But I shall not urge you further to try yourselves by this test. I take it for granted the consciences of some of you have determined the matter, and that you are plainly convicted of having hitherto neglected the one thing needful. Allow me then honestly to expose your conduct in its proper colors, and tell you what you have been doing while you were busy about other things, and neglected this one thing needful.

1. However well you have improved your time for other purposes, you have lost it all, unless you have improved it in securing the one thing needful. The proper notion of time is, that it is a space for repentance. Time is given us to prepare for eternity. If this is done, we have lived long enough, and the great end of time and life is answered, whatever else be undone. But if this be undone, you have lived in vain, and all your time is lost, however briskly and successfully you have pursued other things. And, believe me, time is a precious thing. So it will appear in a dying hour, or in the eternal world, to the greatest spendthrift among you. Then, O for a year, or even a week, or a day, to secure that one thing which you are now neglecting! And will you now waste your time, while you enjoy it ? Shall so precious a blessing be lost ? Time was given you to secure an eternity of happiness, but you have spent it in adding sin to sin, and consequently in treasuring up wrath against the day of wrath. And is not your time then a thousand times worse than lost ? Let me tell you, if you continue in this course to the end, you will wish a thousand times, either that you had never one hour's time given you, or that you had made a better use of it.

2. Whatever else you have been doing, you have lost your labor with your time, if you have not labored above all things for this one thing needful. You have perhaps toiled through many anxious and laborious days, and your nights have shared in the anxieties and labors of your days. But if you have not labored for the one thing necessary, all your labors and all the fruits of it are lost.

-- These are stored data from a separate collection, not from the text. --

PR #1873, opened 2024-11-08
API-1835: track patches in mutation client

deads2k:
This required several changes

1. metadata file to track the patch type
2. this metadata file is a natural place to store our general metadata to avoid mutating user input
3. the body content isn't necessarily yaml anymore, but most of it is so I didn't change the file format
4. keeping the patch content "natural" allows us to easily test using kubectl
5. pulled controllerInstanceName and fieldManager into metadata to avoid that mutation above

/assign @bertinatto @p0lyn0mial


p0lyn0mial:
CI is not happy. I’m taking over the PR.

PR #1877, opened 2024-11-14
API-1835: operator/events/recorder: allows passing a clock to the event recorder

p0lyn0mial:


deads2k:
/hold

This will allow inconsistent usage of clock wiring, but explicitly requiring the value isn't a huge change, fails at compilation to chase, and providing the value on the `ControllerContext` makes it easy for us to continue proper wiring throughout the stack.

deads2k:
See https://github.com/openshift/library-go/pull/1880 for the required alternative.

PR #1878, opened 2024-11-14
manifestclient: fix discovery of resources in namespaces directory

bertinatto:
/assign @deads2k @p0lyn0mial


deads2k:
How hard is the test to write?

PR #1880, opened 2024-11-14
API-1835: require passive clock for event recorder to avoid accidents

deads2k:
The event recorder requires a clock to make a timestamp.  This **must** be specified and needs to be an affirmative choice so we can ensure that proper clocks are being wired.

In addition, providing a consistent clock on the controllerContext allows all operators to have easy access to a consistent clock.

/assign @p0lyn0mial


bertinatto (commented):
/lgtm

PR #1881, opened 2024-11-15
NO-JIRA: certgraphanalysis: save not-before and not-after, don't export to JSON

vrutkovs:
This is useful for cluster-debug-tools - https://github.com/vrutkovs/cluster-debug-tools/commit/ac958fff43542cdc5c02bdc04933714cc24465fa specifically. Alongside the time secret was created we also log timestamps when certificate is valid for 

These fields are not exported to JSON to avoid leaking these values to TLS registry exports. Tested in https://github.com/openshift/cluster-kube-apiserver-operator/pull/1785

### DIFF
--- a/pkg/certs/cert-inspection/certgraphanalysis/certkeypair.go
+++ b/pkg/certs/cert-inspection/certgraphanalysis/certkeypair.go
@@ -6,6 +6,7 @@ import (
 	"crypto/x509"
 	"fmt"
 	"os"
+	"time"
 
 	"github.com/openshift/library-go/pkg/certs/cert-inspection/certgraphapi"
 	"k8s.io/apimachinery/pkg/util/duration"
@@ -108,6 +109,8 @@ func toCertKeyMetadata(certificate *x509.Certificate) certgraphapi.CertKeyMetada
 		},
 		SignatureAlgorithm: certificate.SignatureAlgorithm.String(),
 		PublicKeyAlgorithm: certificate.PublicKeyAlgorithm.String(),
+		NotBefore:          certificate.NotBefore.Format(time.RFC3339),
+		NotAfter:           certificate.NotAfter.Format(time.RFC3339),
 		ValidityDuration:   duration.HumanDuration(certificate.NotAfter.Sub(certificate.NotBefore)),
 	}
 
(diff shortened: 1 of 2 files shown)


pkg/certs/cert-inspection/certgraphanalysis/certkeypair.go
```diff
@@ -108,6 +108,8 @@ func toCertKeyMetadata(certificate *x509.Certificate) certgraphapi.CertKeyMetada
 		},
 		SignatureAlgorithm: certificate.SignatureAlgorithm.String(),
 		PublicKeyAlgorithm: certificate.PublicKeyAlgorithm.String(),
+		NotBefore:          certificate.NotBefore.String(),
```
p0lyn0mial, line 111: aren't we using `time.RFC3339` for formatting ?

pkg/certs/cert-inspection/certgraphapi/types.go
```diff
@@ -157,6 +157,8 @@ type CertKeyMetadata struct {
 	SignatureAlgorithm string
 	PublicKeyAlgorithm string
 	PublicKeyBitSize   string
+	NotBefore          string `json:"-"`
```
p0lyn0mial, line 160: mhm, `CertKeyMetadata` is defined in the library that may have many consumers with different expectations. Wouldn't it be better to allow consumers to control which fields they want to serialise instead ?

pkg/certs/cert-inspection/certgraphanalysis/certkeypair.go
vrutkovs: Good point, updated

pkg/certs/cert-inspection/certgraphanalysis/certkeypair.go
```diff
@@ -108,6 +109,8 @@ func toCertKeyMetadata(certificate *x509.Certificate) certgraphapi.CertKeyMetada
 		},
 		SignatureAlgorithm: certificate.SignatureAlgorithm.String(),
 		PublicKeyAlgorithm: certificate.PublicKeyAlgorithm.String(),
+		NotBefore:          certificate.NotBefore.Format(time.RFC3339),
+		NotAfter:           certificate.NotBefore.Format(time.RFC3339),
```
deads2k, line 113:
```suggestion
		NotAfter:           certificate.NotAfter.Format(time.RFC3339),
```

deads2k:
glad to see cluster-debug-tools still improving.  Probably best not to change serialization and grow unusual dependencies

/lgtm
/approve

PR #1882, opened 2024-11-18
OCPEDGE-1309: feat: add arbiter node check

eggfoobar:
Per EP: https://github.com/openshift/enhancements/pull/1674

This PR adds a check for arbiter node role to guard and node controller for static pods, this is exposed via a `WithArbiter`  builder function to the static pod builder. This should allow folks to decide if their component is designed for the arbiter or not.

### DIFF
--- a/pkg/operator/staticpod/controller/node/node_controller.go
+++ b/pkg/operator/staticpod/controller/node/node_controller.go
@@ -25,6 +25,7 @@ type NodeController struct {
 	controllerInstanceName string
 	operatorClient         v1helpers.StaticPodOperatorClient
 	nodeLister             corelisterv1.NodeLister
+	extraNodeSelector      labels.Selector
 }
 
 // NewNodeController creates a new node controller.
@@ -33,12 +34,15 @@ func NewNodeController(
 	operatorClient v1helpers.StaticPodOperatorClient,
 	kubeInformersClusterScoped informers.SharedInformerFactory,
 	eventRecorder events.Recorder,
+	extraNodeSelector labels.Selector,
 ) factory.Controller {
 	c := &NodeController{
 		controllerInstanceName: factory.ControllerInstanceName(instanceName, "Node"),
 		operatorClient:         operatorClient,
 		nodeLister:             kubeInformersClusterScoped.Core().V1().Nodes().Lister(),
+		extraNodeSelector:      extraNodeSelector,
 	}
+
 	return factory.New().
 		WithInformers(
 			operatorClient.Informer(),
@@ -65,6 +69,17 @@ func (c *NodeController) sync(ctx context.Context, syncCtx factory.SyncContext) 
 	nodes, err := c.nodeLister.List(labels.NewSelector().Add(*selector))
 	if err != nil {
 		return err
+	}
+
+	// Due to a design choice on ORing keys in label selectors, we run this query again to allow for additional
+	// selectors as well as selectors that want to OR with master nodes.
+	// see: https://github.com/kubernetes/kubernetes/issues/90549#issuecomment-620625847
+	if c.extraNodeSelector != nil {
+		extraNodes, err := c.nodeLister.List(c.extraNodeSelector)
+		if err != nil {
+			return err
+		}
+		nodes = append(nodes, extraNodes...)
 	}
 
 	jsonPatch := jsonpatch.New()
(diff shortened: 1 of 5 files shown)


pkg/operator/staticpod/controller/node/node_controller.go
```diff
@@ -67,6 +79,14 @@ func (c *NodeController) sync(ctx context.Context, syncCtx factory.SyncContext)
 		return err
 	}
 
+	if c.arbiterNodeSelector != nil {
+		arbiterNodes, err := c.nodeLister.List(c.arbiterNodeSelector)
```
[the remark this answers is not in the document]
eggfoobar: Ah, that's a good point, unfortunately, this won't work in this situation labels selectors by design do not support an `or` operation on keys ([see](https://github.com/kubernetes/kubernetes/issues/90549#issuecomment-620625847)). So this must be done as separately, otherwise if we were going of values we could build an `contains` query.

pkg/operator/staticpod/controllers.go
```diff
@@ -108,6 +112,9 @@ type Builder interface {
 	WithMinReadyDuration(minReadyDuration time.Duration) Builder
 	WithStartupMonitor(enabledStartupMonitor func() (bool, error)) Builder
 
+	// Informs controllers to handle extra nodes as well as master nodes.
```
p0lyn0mial, line 115: I think that the convention is that the comment should begin with the name of the method.

pkg/operator/staticpod/controllers.go
```diff
@@ -79,6 +80,9 @@ type staticPodOperatorControllerBuilder struct {
 	guardCreateConditionalFunc    func() (bool, bool, error)
 
 	revisionControllerPrecondition revisioncontroller.PreconditionFunc
+
+	// node information
```
p0lyn0mial, line 84: same comment applies here

pkg/operator/staticpod/controller/node/node_controller.go
```diff
@@ -67,6 +71,14 @@ func (c *NodeController) sync(ctx context.Context, syncCtx factory.SyncContext)
 		return err
 	}
 
+	if c.extraNodeSelector != nil {
```
p0lyn0mial, line 74: could you add a comment explaining that the OR operation is not supported on keys and include a link to the issue you mentioned in the other comment?

pkg/operator/staticpod/controllers.go
```diff
@@ -124,6 +131,11 @@ type Builder interface {
 	ToControllers() (manager.ControllerManager, error)
 }
 
+func (b *staticPodOperatorControllerBuilder) WithExtraNodeSelector(extraNodeSelector labels.Selector) Builder {
```
p0lyn0mial, line 134: What about other controllers potentially listing the master nodes? As I understand, we will only run the etcd member on the arbiter node. Is that correct?

p0lyn0mial:
While reviewing this PR I found that the master nodes selector is being parsed on each sync for some controllers and decided to open https://github.com/openshift/library-go/pull/1910, PTAL.

pkg/operator/staticpod/controller/node/node_controller.go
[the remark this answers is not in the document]
p0lyn0mial: ok, could you add a comment explaining that the OR operation is not supported on keys and include a link to the issue you mentioned in the other comment?

pkg/operator/staticpod/controllers.go
eggfoobar: Yup, you're right, updating

pkg/operator/staticpod/controllers.go
eggfoobar: Oh, this was just following the convention in the other groupings in this struct, but since it's also one un-exported variable, I'll just remove the comment

p0lyn0mial:
also, what is our e2e strategy for this feature? Is there a test in the origin that will add the arbiter node?

pkg/operator/staticpod/controllers.go
eggfoobar: Right, exactly, so unless explicitly required the other controllers should run only on masters, but if they come to the conclusion they need to also run on the arbiter, we can have a path for them to do it

eggfoobar:
> also, what is our e2e strategy for this feature? Is there a test in the origin that will add the arbiter node?

Yup! We will have tests added into origin for OLA validation, as well as CI lanes that do the install. This feature will be TechPreview in 4.19 and GA in 4.20 if all the CI signaling goes to plan.

p0lyn0mial:
thanks!

/lgtm

PR #568, opened 2024-12-07
Skip formatting if data unchanged on Android

tomekzaw:
### Details
This PR skips removing and applying spans on Android if the text, ranges and styles are unchanged to previous run of `MarkdownFormatter` as span operations are relatively time-consuming on Android.

In particular, this lets us save some time during mounting phase as per systraces below:

#### Before
Screenshot 2024-12-07 at 12 04 14

#### After
Screenshot 2024-12-07 at 12 03 13

### Related Issues

GH_LINK

### DIFF
--- a/android/src/main/java/com/expensify/livemarkdown/MarkdownFormatter.java
+++ b/android/src/main/java/com/expensify/livemarkdown/MarkdownFormatter.java
@@ -15,6 +15,9 @@ import java.util.Objects;
 
 public class MarkdownFormatter {
   private final @NonNull AssetManager mAssetManager;
+  private String mPrevText;
+  private List<MarkdownRange> mPrevMarkdownRanges;
+  private MarkdownStyle mPrevMarkdownStyle;
 
   public MarkdownFormatter(@NonNull AssetManager assetManager) {
     mAssetManager = assetManager;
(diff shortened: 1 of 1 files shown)


tomekzaw:
Note: I feel like there could be some edge-cases where such optimization leads to incorrect result but I wasn't able to find one so far. This needs a bit of thought prior to merging.

@289Adam289 Could you please help me test this PR for regressions? Thanks in advance.

289Adam289:
Sure, happy to help. I will get to it soon

android/src/main/java/com/expensify/livemarkdown/MarkdownFormatter.java
```diff
@@ -24,8 +27,19 @@ public void format(SpannableStringBuilder ssb, List<MarkdownRange> markdownRange
     try {
       Systrace.beginSection(0, "format");
       Objects.requireNonNull(markdownStyle, "mMarkdownStyle is null");
+
+      String text = ssb.toString();
+      if (text.equals(mPrevText) && markdownRanges == mPrevMarkdownRanges && markdownStyle == mPrevMarkdownStyle) {
+        // Use shallow comparison of markdown ranges and markdown style
+        // to optimistically skip removing and applying the same spans
+        return;
+      }
```
j-piasecki, line 36: Isn't there anything that could alter the styles in between format passes? I'm not sure how it will behave with the commit hook when the text doesn't change but the node is cloned.

289Adam289:
BUG:
Coping and pasting text on top of exactly the same text formatted range breaks markdown formatting
Reproduction steps:
1. Write `*world*`
2. Copy exactly `*world*`
3. select `*world*`
4. Paste

https://github.com/user-attachments/assets/96518f2c-705c-4dea-ab8a-0a33a3c35aeb

tomekzaw:
Thanks @289Adam289 for testing out this PR and finding the regressions.

As for https://github.com/Expensify/react-native-live-markdown/pull/568#issuecomment-2536202684, right now I don't have any idea on how to modify the logic to avoid this bug.

PR #578, opened 2024-12-10
add mock

s77rt:
cc @tomekzaw 

### Related Issues

https://github.com/Expensify/App/issues/52475

### DIFF
--- a/src/MarkdownTextInput.tsx
+++ b/src/MarkdownTextInput.tsx
@@ -28,10 +28,9 @@ function initializeLiveMarkdownIfNeeded() {
   if (initialized) {
     return;
   }
-  if (!NativeLiveMarkdownModule) {
-    throw new Error('[react-native-live-markdown] NativeLiveMarkdownModule is not available');
+  if (NativeLiveMarkdownModule) {
+    NativeLiveMarkdownModule.install();
   }
-  NativeLiveMarkdownModule.install();
   if (!global.jsi_setMarkdownRuntime) {
     throw new Error('[react-native-live-markdown] global.jsi_setMarkdownRuntime is not available');
   }
--- a/tsconfig.json
+++ b/tsconfig.json
@@ -26,6 +26,6 @@
     "verbatimModuleSyntax": true,
     "typeRoots": ["node_modules/@types"]
   },
-  "include": ["src/**/*"],
+  "include": ["src/**/*", "mock/**/*"],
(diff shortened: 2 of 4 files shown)


src/MarkdownTextInput.tsx
```diff
@@ -28,10 +28,9 @@ function initializeLiveMarkdownIfNeeded() {
   if (initialized) {
     return;
   }
-  if (!NativeLiveMarkdownModule) {
-    throw new Error('[react-native-live-markdown] NativeLiveMarkdownModule is not available');
+  if (NativeLiveMarkdownModule) {
+    NativeLiveMarkdownModule.install();
```
tomekzaw, line 32: What's the reason for this change? If `NativeLiveMarkdownModule` is not injected properly, we'd like to fail immediately instead of showing a non-actionable error "global.jsi_setMarkdownRuntime is not available" that sounds more like an actual implementation bug rather than setup issue.

tsconfig.json
```diff
@@ -26,6 +26,6 @@
     "verbatimModuleSyntax": true,
     "typeRoots": ["node_modules/@types"]
   },
-  "include": ["src/**/*"],
+  "include": ["src/**/*", "mock/**/*"],
```
tomekzaw, line 29: Can we move `mock` directory to `src/` directory? Or would this affect the paths in imports? Let's avoid `@expensify/react-native-live-markdown/src/mock` if possible (with `src/mock`)

src/MarkdownTextInput.tsx
s77rt: This is required for the mock to work. Otherwise we'd have to [mock react-native TurboModuleRegistry](https://github.com/Expensify/App/blob/4a9bd7cb3bbbbd95ec7b9a229611786ebe4dbbe8/__mocks__/react-native.ts#L45-L59).

tsconfig.json
s77rt: It will affect the import path indeed. It's better to keep the path as `@expensify/react-native-live-markdown/mock`

Kicu (approved):
I think the mock itself looks good.

I'm not sure about the `NativeLiveMarkdownModule.install()` part because I don't have much experience interacting with `TurboModuleRegistry`.
Everything else seems reasonable to me 👍

tomekzaw (approved):
LGTM, also tested all example apps and everything looks good. Thanks for the PR!

PR #582, opened 2024-12-11
Add zero-config web support

### LINKED ISSUE #579: Use `.native.tsx` instead of `.web.tsx`
React web apps don't use the `.web.tsx` pattern. However, all native apps do use platform extensions.

I'd propose changing `MarkdownTextInput.tsx` to have the web code, and `MarkdownTextInput.tsx` to have the React Native code. This way, Web developers don't need additional config to install the library.

I'm happy to do this in a PR if you'd merge it.

nandorojo:
### Details

(Still a draft)

Removes any dependency on React Native, React Native Web, for Web users. Nothing changes for native. This should drastically fix any installation steps / config issues for Web users. Without these changes, web users will flood your issues constantly lol.

- [ ] Rename `.web.tsx` files to be `.native.tsx`
- [ ] Remove usages of inline `Platform.select` in favor of `.native.tsx`
- [ ] Use web-specific code as the main file for any cross-platform files.
- [ ] Remove `StyleSheet.create`

### Related Issues

GH_LINK

Closes #579


nandorojo:
Some feedback:

Currently `webStyleUtils` uses the following from React Native Web:

1. `createReactDOMStyle` [(code)](https://github.com/necolas/react-native-web/blob/master/packages/react-native-web/src/exports/StyleSheet/compiler/createReactDOMStyle.js)
  a. This adds support for a bunch of stuff that's basically never used, such as `marginInline`
  b. I'm thinking this could be simplified and implemented directly in library code, especially as React Native starts to support web code
  c. The only one that we _might_ want to keep is the `flex` styles. I think this should be implemented by this lib instead of importing from RNW.
2. `preprocessStyle` [(code)](https://github.com/necolas/react-native-web/blob/master/packages/react-native-web/src/exports/StyleSheet/preprocess.js#L109-L220)
  a. The only real function this modules serves is to give deprecation warnings about the styles. I think this step should also get removed, as React Native now supports (and prefers) the web styles.
3. `dangerousStyleValue` [(code)](https://github.com/necolas/react-native-web/blob/master/packages/react-native-web/src/modules/setValueForStyles/dangerousStyleValue.js)
 a. This is nothing more than checking for nullish values / numbers / empty strings. This should be upstreamed to this library.

Tamagui, Gluestack, etc have all upstreamed these functions into their own libs, [as seen here.](https://grep.app/search?q=createReactDOMStyle)

I haven't implemented these changes yet, I'll wait for feedback first. CC @tomekzaw

natew:
I can vouch for these changes as being beneficial generally for web compat. Ideally it'd be a mostly headless setup and all native files are in .native, with web being the "default". This makes for no-config setups.

Issue #584, opened 2024-12-12
Custom parser duplicates the input content on web


Skalakid:
### Description:
After applying custom parser function to the Live Markdown Input, its content breaks. 

For example, after applying following parser:
```javaScript
function parser(input) {
  'worklet';

  const ranges = [];
  // Regular expressions for hashtags and mentions
  const hashtagRegex = /#(\w+)/g;
  const mentionRegex = /@(\w+)/g;

  // Find and push hashtag ranges
  let match;
  while ((match = hashtagRegex.exec(input)) !== null) {
    ranges.push({
      start: match.index,
      length: match[0].length,
      type: 'link', // type 'link' for hashtags
    });
  }

  // Find and push mention ranges
  while ((match = mentionRegex.exec(input)) !== null) {
    ranges.push({
      start: match.index,
      length: match[0].length,
      type: 'mention-user', // type 'mention-user' for user mentions
    });
  }

  return ranges;
}
```

https://github.com/user-attachments/assets/6dc07a05-5c55-4e8e-9d35-5584bf1f65da

### Reproduction steps
1. Open the example app
2. Write following text: `@a #1`

Skalakid:
Fixed in https://github.com/Expensify/react-native-live-markdown/pull/585

PR #585, opened 2024-12-12
Fix custom parsing on the web

Skalakid:
### Details

This PR adds range sorting in web range to HTML parser in `parserUtils.ts`. Web parsers requires sorted ranges to work properly, so we with fix we enforce the correct order of items

https://github.com/user-attachments/assets/ae384c30-a387-4cc4-a9b2-1b0eaafdcfed

### Related Issues

https://github.com/Expensify/react-native-live-markdown/issues/584

### Manual Tests

1. Open the example app
2. Write following text: `@a #1`

### DIFF
--- a/src/parseExpensiMark.ts
+++ b/src/parseExpensiMark.ts
@@ -292,4 +292,4 @@ function parseExpensiMark(markdown: string): MarkdownRange[] {
   return groupedRanges;
 }
 
-export default parseExpensiMark;
+export {parseExpensiMark, sortRanges};
--- a/src/web/utils/parserUtils.ts
+++ b/src/web/utils/parserUtils.ts
@@ -6,6 +6,7 @@ import {getCurrentCursorPosition, moveCursorToEnd, setCursorPosition} from './cu
 import {addStyleToBlock, extendBlockStructure, getFirstBlockMarkdownRange, isBlockMarkdownType} from './blockUtils';
 import type {InlineImagesInputProps, MarkdownRange} from '../../commonTypes';
 import {getAnimationCurrentTimes, updateAnimationsTime} from './animationUtils';
+import {sortRanges} from '../../parseExpensiMark';
 
 type Paragraph = {
   text: string;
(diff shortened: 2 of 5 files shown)


src/parseExpensiMark.ts
```diff
@@ -292,4 +292,4 @@ function parseExpensiMark(markdown: string): MarkdownRange[] {
   return groupedRanges;
 }
 
-export default parseExpensiMark;
+export {parseExpensiMark, sortRanges};
```
tomekzaw, line 295: I don't think it's a good idea to export and use `sortRanges` from `parseExpensiMark`. This is a self-contained parser used as default which we plan to remove from the repo at some point so we shouldn't use any of its pieces in the library code. Instead, let's extract `sortRanges` to a separate file (maybe something like `parserUtils.ts`?) and import it here from there.

tomekzaw (changes requested):

src/parseExpensiMark.ts
Skalakid: Okay, I moved them to the `rangeUtils` since `parserUtils.ts` already exists on the web

src/web/utils/parserUtils.ts
```diff
@@ -167,7 +168,8 @@ function parseRangesToHTMLNodes(
     return {dom: rootElement, tree: rootNode};
   }
 
-  const markdownRanges = ungroupRanges(ranges);
+  const sortedRanges = sortRanges(ranges);
+  const markdownRanges = ungroupRanges(sortedRanges);
```
tomekzaw, line 172: Why don't we move `ungroupRanges` to `rangeUtils.ts` as well?

src/web/utils/parserUtils.ts
```diff
@@ -167,7 +168,8 @@ function parseRangesToHTMLNodes(
     return {dom: rootElement, tree: rootNode};
   }
 
-  const markdownRanges = ungroupRanges(ranges);
+  const sortedRanges = sortRanges(ranges);
```
BartoszGrajdek, line 171: Can you add a comment here explaining either why we are doing this, or just what we're doing?

Skalakid: Done in [0d710a0](https://github.com/Expensify/react-native-live-markdown/pull/585/commits/0d710a0dcd7577aec7fd492aec3b8dd8abfdb117)

src/web/utils/parserUtils.ts
Skalakid: Done in [0d710a0](https://github.com/Expensify/react-native-live-markdown/pull/585/commits/0d710a0dcd7577aec7fd492aec3b8dd8abfdb117)

BartoszGrajdek (approved):
LGTM

Skalakid:
@tomekzaw bump

tomekzaw (approved):

Issue #588, opened 2024-12-16
'worklets/WorkletRuntime/WorkletRuntime.h' file not found when building for iOS with `USE_FRAMEWORKS=static`


tomekzaw:
0.1.207 + iOS

```
'worklets/WorkletRuntime/WorkletRuntime.h' file not found
```

![](https://github.com/user-attachments/assets/1668808e-bc18-4c12-bfd9-8bd0fc6ed8ed)

tomekzaw:
Workaround:

```diff
-#include <worklets/WorkletRuntime/WorkletRuntime.h>
+#include "WorkletRuntime.h"
```

```diff
-#include <worklets/SharedItems/Shareables.h>
+#include "Shareables.h"
```

tomekzaw:
Should be fixed with https://github.com/Expensify/react-native-live-markdown/pull/589

PR #589, opened 2024-12-17
Fix build with `USE_FRAMEWORKS=static`

tomekzaw:
### Details
Fixes https://github.com/Expensify/react-native-live-markdown/issues/588.
Fixes https://github.com/Expensify/App/issues/54256.

This PR fixes failing iOS build with `USE_FRAMEWORKS=static` caused by two problems.

Screenshot 2024-12-17 at 19 02 53

1. `'worklets/WorkletRuntime/WorkletRuntime.h' file not found` – this is caused by incorrect header structure in react-native-reanimated when `USE_FRAMEWORKS=static` is enabled. This is related to https://github.com/software-mansion/react-native-reanimated/pull/6614. The workaround here is to find path to `node_modules/react-native-reanimated`, append it with `apple/` or `Common/cpp/` and add them to header search paths. This needs to be fixed in react-native-reanimated; once fixed there we can remove the workaround here.

2. `react/renderer/consistency/ShadowTreeRevisionConsistencyManager.h` file not found` – this is resolved by declaring a dependency on `React-rendererconsistency` podspec when `USE_FRAMEWORKS=static` is enabled. We already do the same thing for `React-FabricComponents`.

### Related Issues

GH_LINK

### DIFF
--- a/RNLiveMarkdown.podspec
+++ b/RNLiveMarkdown.podspec
@@ -4,6 +4,10 @@ react_native_node_modules_dir = ENV['REACT_NATIVE_NODE_MODULES_DIR'] || File.joi
 react_native_json = JSON.parse(File.read(File.join(react_native_node_modules_dir, 'react-native/package.json')))
 react_native_minor_version = react_native_json['version'].split('.')[1].to_i
 
+pods_root = Pod::Config.instance.project_pods_root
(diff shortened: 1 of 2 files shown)


luacmartins (approved):

tomekzaw:
Thanks @luacmartins for approving this!

PR #591, opened 2024-12-23
Prevent italic or strikethrough emojis on Android

Skalakid:
### Details

This PR fixes adding italics and strikethrough style to the emojis on Android and web platforms. It adds range splitting algorithm in TypeScript to `parseExpensiMark` function so we won't interfere with the results of the custom parsers. This solution replaces https://github.com/Expensify/react-native-live-markdown/pull/534 PR, as discussed internally cc @tomekzaw 
### Related Issues

### Manual Tests

1. To the text that contains emojis, add italics styling, e.g. `_🥰 test 😇 test 🥹_`
2. Verify if the text has italics style and emojis don't
3. Verify if it still works when adding other styles around it, e.g. `# *~_🥰 test 😇 test 🥹_~*`
4. Verify if emojis aren't strikethrough
5. Test it with different style combinations

### DIFF
--- a/src/__tests__/splitRangesOnEmojis.test.ts
+++ b/src/__tests__/splitRangesOnEmojis.test.ts
@@ -1,0 +1,64 @@
+import type {MarkdownRange} from '../commonTypes';
+import {splitRangesOnEmojis} from '../rangeUtils';
+
+test('No Overlap', () => {
+  const markdownRanges: MarkdownRange[] = [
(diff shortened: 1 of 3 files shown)


tomekzaw (dismissed):
Thanks for this PR! I know it's been a long journey but the final effect is definitely worth it.

tomekzaw (approved):

PR #597, opened 2025-01-11
Stabilised the output of splitRangesOnEmojis

shubham1206agra:
### Details

This PR stabilised the output of splitRangesOnEmojis (made it sorted) since the input should be sorted to make this function work properly.

### Related Issues

https://github.com/Expensify/App/issues/55115

### Manual Tests

1. Open composer / markdown input.
2. Try to add `_*😊*_` in the input.
3. Make sure emoji is formatted, and input remains the same.

### DIFF
--- a/src/__tests__/splitRangesOnEmojis.test.ts
+++ b/src/__tests__/splitRangesOnEmojis.test.ts
@@ -152,6 +152,36 @@ describe('multiple overlaps', () => {
     ]);
   });
 
+  test('splitting on one type back to back', () => {
+    let markdownRanges: MarkdownRange[] = [
+      {type: 'italic', start: 0, length: 20},
+      {type: 'strikethrough', start: 2, length: 12},
+      {type: 'emoji', start: 3, length: 1},
+      {type: 'emoji', start: 8, length: 2},
+      {type: 'strikethrough', start: 16, length: 5},
+      {type: 'emoji', start: 17, length: 1},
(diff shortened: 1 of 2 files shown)


Skalakid:
Hi @shubham1206agra thank you for the PR! Can you please provide more details about the issue you are fixing here? I don't see any proposal in the issues that you linked and there is no manual tests in the description

Skalakid:
Okay, thanks. In my opinion, your solution adds another layer of complexity to our Expensify default parser. It will be harder to maintain this code. Have you conducted any reliable performance tests on how much queue logic improves splitting logic? Executing another `sortRanges` function doesn't change the time complexity at all, O(nlogn + nlogn)  is still O(nlogn). So we are okay with another `sortRanges` to the code.

Another thing is that your solution doesn't fully fix the problem. Syntaxes are still tripled when you write `_*asd😭asd*_` or `_*'asd😭asd'*_` (where ' is equal to `):

https://github.com/user-attachments/assets/ffa3cf32-b7ed-4985-9511-ac207587b6fe

Skalakid:
Here is the [PR](https://github.com/Expensify/react-native-live-markdown/pull/598) with the temporary fix. As I wrote under the issue, feel free to change your solution and enhance how the web parser builds the HTML structure inside the Live Markdown. The solution will not only fix all edge cases connected to splitting ranges on emojis but also make the web implementation more bug-proof when working with custom parsers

But this is not all. Not only your secular labor is lost, but all your toil and pains, if you have used 'any in the duties of religion, they are lost likewise. Your reading, hearing, praying, and communicating; all your serious thoughts of death and eternity—all your struggles with particular lusts and temptations—all the kind offices you have done to mankind—all are lost; since you have performed them by halves with a lukewarm heart, and have not made the one thing needful your great business and pursuit. All these things will not save you; and what is that religion good for which will not save your souls? What do those religious endeavors avail which will suffer you to fall into hell after all ? Certainly such religion is vain.

And now, my hearers, do you believe this, or do you not? If you do, will you, dare you, still go on in the same course ? If you do not believe it, let me reason the matter with you a little. You will not believe that all the labor and pains you have taken all your life have been quite lost; no, you now enjoy the fruits of them. But show me now, if you can, what you have gotten by all that stir you have made, that will follow one step beyond the grave, or that you can call your own to-morrow? Where is that sure, immortal acquisition that you can carry with you into the eternal world ? Were you to die this hour, would it afford you any pleasure to reflect that you have lived a merry life, and had a satiety of sensual pleasures, or that you have labored for riches and honors, and perhaps acquired them? Will this reflection afford you pleasure or pain ? Will this abate the agony of eternal pain, or make up for the loss of heaven, which you willfully incurred by an over-eager pursuit of these perishing vanities ? But,

3. This is not all. All your labor and pains have not only been lost while you have neglected this one thing, but you have taken pains to ruin yourselves, and labored hard all your lives for your own destruction. You may indulge the carnal mind, and walk after the flesh, and yet hope no bad consequences to follow: but God has told you that to be carnally minded is death, and that if you live after the flesh you shall die. No enemy in the whole universe could do you that injury without your consent which you are doing to yourselves. To tempt you to sin is all the devil can do; but the temptation alone can do you no injury ; it is consenting to it that ruins you; and this consent is your own voluntary act.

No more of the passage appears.